*TASK OBJECTIVE*: A single number is the expected answer: the count of lines in the records below that contain "Currently".

Records from a data collection

>>>>

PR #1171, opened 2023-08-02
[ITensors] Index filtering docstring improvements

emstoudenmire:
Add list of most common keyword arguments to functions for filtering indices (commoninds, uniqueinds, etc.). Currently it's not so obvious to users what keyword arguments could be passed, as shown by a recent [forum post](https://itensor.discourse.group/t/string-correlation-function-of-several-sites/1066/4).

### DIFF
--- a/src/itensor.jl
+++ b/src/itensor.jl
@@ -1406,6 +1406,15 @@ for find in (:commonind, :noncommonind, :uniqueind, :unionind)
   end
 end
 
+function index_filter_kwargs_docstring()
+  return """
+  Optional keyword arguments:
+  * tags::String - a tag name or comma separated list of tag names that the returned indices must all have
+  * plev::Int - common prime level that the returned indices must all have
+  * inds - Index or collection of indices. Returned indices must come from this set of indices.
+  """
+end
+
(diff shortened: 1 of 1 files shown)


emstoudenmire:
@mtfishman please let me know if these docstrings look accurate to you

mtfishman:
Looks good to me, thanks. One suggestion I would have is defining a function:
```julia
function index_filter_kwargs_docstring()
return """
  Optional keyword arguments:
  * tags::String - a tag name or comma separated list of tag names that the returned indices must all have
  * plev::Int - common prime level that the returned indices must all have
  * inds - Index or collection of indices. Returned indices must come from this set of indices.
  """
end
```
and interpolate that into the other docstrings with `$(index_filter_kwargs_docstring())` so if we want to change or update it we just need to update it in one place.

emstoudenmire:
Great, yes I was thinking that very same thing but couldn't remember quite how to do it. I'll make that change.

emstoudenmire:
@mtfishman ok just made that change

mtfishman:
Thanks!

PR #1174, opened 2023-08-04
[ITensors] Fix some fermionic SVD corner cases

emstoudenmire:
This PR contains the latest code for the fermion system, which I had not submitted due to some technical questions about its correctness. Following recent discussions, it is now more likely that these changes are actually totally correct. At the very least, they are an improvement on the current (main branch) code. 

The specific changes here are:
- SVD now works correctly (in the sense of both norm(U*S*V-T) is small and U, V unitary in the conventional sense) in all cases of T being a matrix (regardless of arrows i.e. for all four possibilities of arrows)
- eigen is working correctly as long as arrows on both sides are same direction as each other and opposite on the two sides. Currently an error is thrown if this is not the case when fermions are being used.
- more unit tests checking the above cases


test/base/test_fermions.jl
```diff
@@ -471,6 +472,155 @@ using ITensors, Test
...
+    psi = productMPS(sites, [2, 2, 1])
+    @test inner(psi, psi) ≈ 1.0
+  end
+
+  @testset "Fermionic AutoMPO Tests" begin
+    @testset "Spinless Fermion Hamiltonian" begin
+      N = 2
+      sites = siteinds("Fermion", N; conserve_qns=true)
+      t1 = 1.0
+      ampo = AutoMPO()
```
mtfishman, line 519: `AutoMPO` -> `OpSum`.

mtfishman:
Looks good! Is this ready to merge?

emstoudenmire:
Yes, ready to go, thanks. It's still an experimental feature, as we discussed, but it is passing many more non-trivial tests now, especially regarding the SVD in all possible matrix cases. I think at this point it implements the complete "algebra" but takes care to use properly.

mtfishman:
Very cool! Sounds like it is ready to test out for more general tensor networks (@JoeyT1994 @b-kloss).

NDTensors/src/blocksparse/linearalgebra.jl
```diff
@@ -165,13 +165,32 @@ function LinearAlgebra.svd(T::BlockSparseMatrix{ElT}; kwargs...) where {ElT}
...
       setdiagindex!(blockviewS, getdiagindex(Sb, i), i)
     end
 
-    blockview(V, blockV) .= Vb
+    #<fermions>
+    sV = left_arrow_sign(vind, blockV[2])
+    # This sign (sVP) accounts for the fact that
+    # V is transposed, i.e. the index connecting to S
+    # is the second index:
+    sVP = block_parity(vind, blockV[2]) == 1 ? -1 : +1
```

<<<<

*EXERCISE RESPONSE*: 2